Tuesday, August 4, 2009
Turn the Page Tuesday (July 2009)
During the month of July, I began a wonderful sewing project. (IF you enjoy sewing, I strongly recommend that you NOT go to that link. You'll get sucked in and I can't be held responsible. The sew-along is complete, however, you could follow along on your own and still create a masterpiece. That wasn't me encouraging you...or anything.)
Sewing is like therapy for me (and many others, I'm told) and though I'm not in any particular need at the moment for some good "therapy", I always relish the time of creativity. I am an avid quilter and have quilted for many years.....enough so that I should probably have more in my personal quilt collection to account for so many years......

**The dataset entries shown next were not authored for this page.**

PR #53, opened 2016-02-19
Delay ActionSubscriber.draw_routes execution until after config loads

film42:
Because the app is loaded before ActionSubscriber configs, immediate
execution of the draw_routes block means routes will be built using the
default configs. This means threadpool settings and low priority queues
will not be included.

This is one of a few ways at fixing #51 

### DIFF
--- a/lib/action_subscriber.rb
+++ b/lib/action_subscriber.rb
@@ -60,8 +60,12 @@ module ActionSubscriber
   end
 
   def self.draw_routes(&block)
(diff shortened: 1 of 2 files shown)


liveh2o:
Changes look good, but specs are failing of some reason.

film42:
Updated the inference spec to bust memoized routes before running.

liveh2o:
:shipit:

film42:
Released as 2.1.1

PR #54, opened 2016-02-20
Multi-threadpool bugs

film42:
This handles two different multi-threadpool bugs. They're small enough that I combined them together into one PR.

**1) Check any threadpool for room before skipping a round of pops (pop mode)**

In pop mode, we check to see if all pools have space before and won't check for new messages otherwise. This used to be fine but now that we allow multiple threadpools, we consider all threadpools full if any one of them is full, even though a larger pool may be empty.

To fix this, we flip the .busy? logic check to say, "we are .ready? for popping if any of the threadpools has room." We then need to add a guard clause around each queue when popping to skip if its threadpool is already full. This will ensure all threadpools are able to fill completely.

**2) Allow graceful shutdown check to work with multiple threadpools**

With this change we'll make sure all threadpools are empty before shutting down. It will only list threadpools that are not empty to avoid extra noise.

The new shutdown message looks like this:
```
waiting for threadpools to empty:
  -- default (remaining: 40)
  -- some_custom_pool (remaining: 2)
  -- yolo (remaining: 5)
threadpool empty. Shutting down
```

cc @mmmries @abrandoned @liveh2o @brianstien @localshred @quixoten @ztoolson @brettallred

### DIFF
--- a/lib/action_subscriber.rb
+++ b/lib/action_subscriber.rb
@@ -81,6 +81,7 @@ module ActionSubscriber
         logger.info "    --    exchange: #{route.exchange}"
         logger.info "    --       queue: #{route.queue}"
         logger.info "    -- routing_key: #{route.routing_key}"
+        logger.info "    --  threadpool: #{route.threadpool.pool_size}"
       end
     end
   end
--- a/lib/action_subscriber.rb
+++ b/lib/action_subscriber.rb
@@ -81,7 +81,7 @@ module ActionSubscriber
         logger.info "    --    exchange: #{route.exchange}"
         logger.info "    --       queue: #{route.queue}"
         logger.info "    -- routing_key: #{route.routing_key}"
-        logger.info "    --  threadpool: #{route.threadpool.pool_size}"
+        logger.info "    --  threadpool: #{route.threadpool.name}, pool_size: #{route.threadpool.pool_size}"
       end
     end
   end
--- a/lib/action_subscriber/bunny/subscriber.rb
+++ b/lib/action_subscriber/bunny/subscriber.rb
@@ -17,6 +17,9 @@ module ActionSubscriber
         times_to_pop = [::ActionSubscriber::Threadpool.ready_size, ::ActionSubscriber.config.times_to_pop].min
         times_to_pop.times do
           queues.each do |route, queue|
+            # Handle busy checks on a per threadpool basis
+            next if route.threadpool.busy_size >= route.threadpool.pool_size
+
             delivery_info, properties, encoded_payload = queue.pop(route.queue_subscription_options)
             next unless encoded_payload # empty queue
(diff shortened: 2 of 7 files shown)


lib/action_subscriber.rb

At any rate, I decided to read a quilt mystery as I was working on my first-ever quilt-a-long with a wonderful group of people lead by an amazing woman fully-equipped with great sewing skills. So, throughout the month, I read and sewed. Read this fun book: The Winding Ways Quilt by Jennifer Chiaverini and sewed on this lovely quilt top.
I was able to meet Jennifer Chiaverini many years ago at the Sinnissippi Quilt Guild in Rockford, Illinois where I attended meetings once a month. It was great to see a woman who appreciated quilts begin to make it in the world of writing. At that point, I believe she had written only one book. She now has quite a few.
This book was interesting as the chapters broke down by character. Each chapter focused on the life on one of the individuals and revealed their background and current dilemma. Since the women were such varying ages and in some cases related to one another, their stories were quite interesting. And as naturally occurs in life, they were at many different stages of living.
I believe I rather found it to be a comfortable book to read. It was good to see the human nature of people and how they struggle through the processes of life. It was enjoyable to imagine a quilt retreat somewhere run by women who love their roles in the art and want to encourage others to try their hand at being so very creative. The description of the mansion and grounds left me wishing for a chance to visit or work there.
Speaking of working there.....I have worked in quilt shops. (Now I'm off on a tangent but seeing how this is MY blog : ) My mother and I first opened a quilt shop in Gretna, Louisiana, just across the Mississippi River from New Orleans. That shop was opened in 1980, when people were just thinking about quilting as a hobby and avenue for art. Everything was still quite traditional and machine work was strictly piecing. I later moved to Colorado where I had a chance to work with Harriet Hargrave for several years. She was taking quilt-making to a new level with machine-quilting. Those were all fun years. Now I'm on my own, sewing on the same sewing table I bought in the late 70s and sewing on the same (amazing!) machine (Bernina 830) that I bought back then too. I can't count the number of hours of sheer bliss I have had on this machine and now I am teaching my youngest daughter to sew. We'll have our snowball quilt finished as soon as the binding is on.
It was easy for me to get carried away in my quilting happiness since the summer offers me more opportunity for sewing than the school year.
Look through Jennifer's current collection of books if you're interested in mysteries and quilting. The book and the sewing were great therapy and much cheaper than the pill/office-visit version with a great pay-off at the end.....something wonderful to stay warm and cuddle under especially if you have a good read in hand!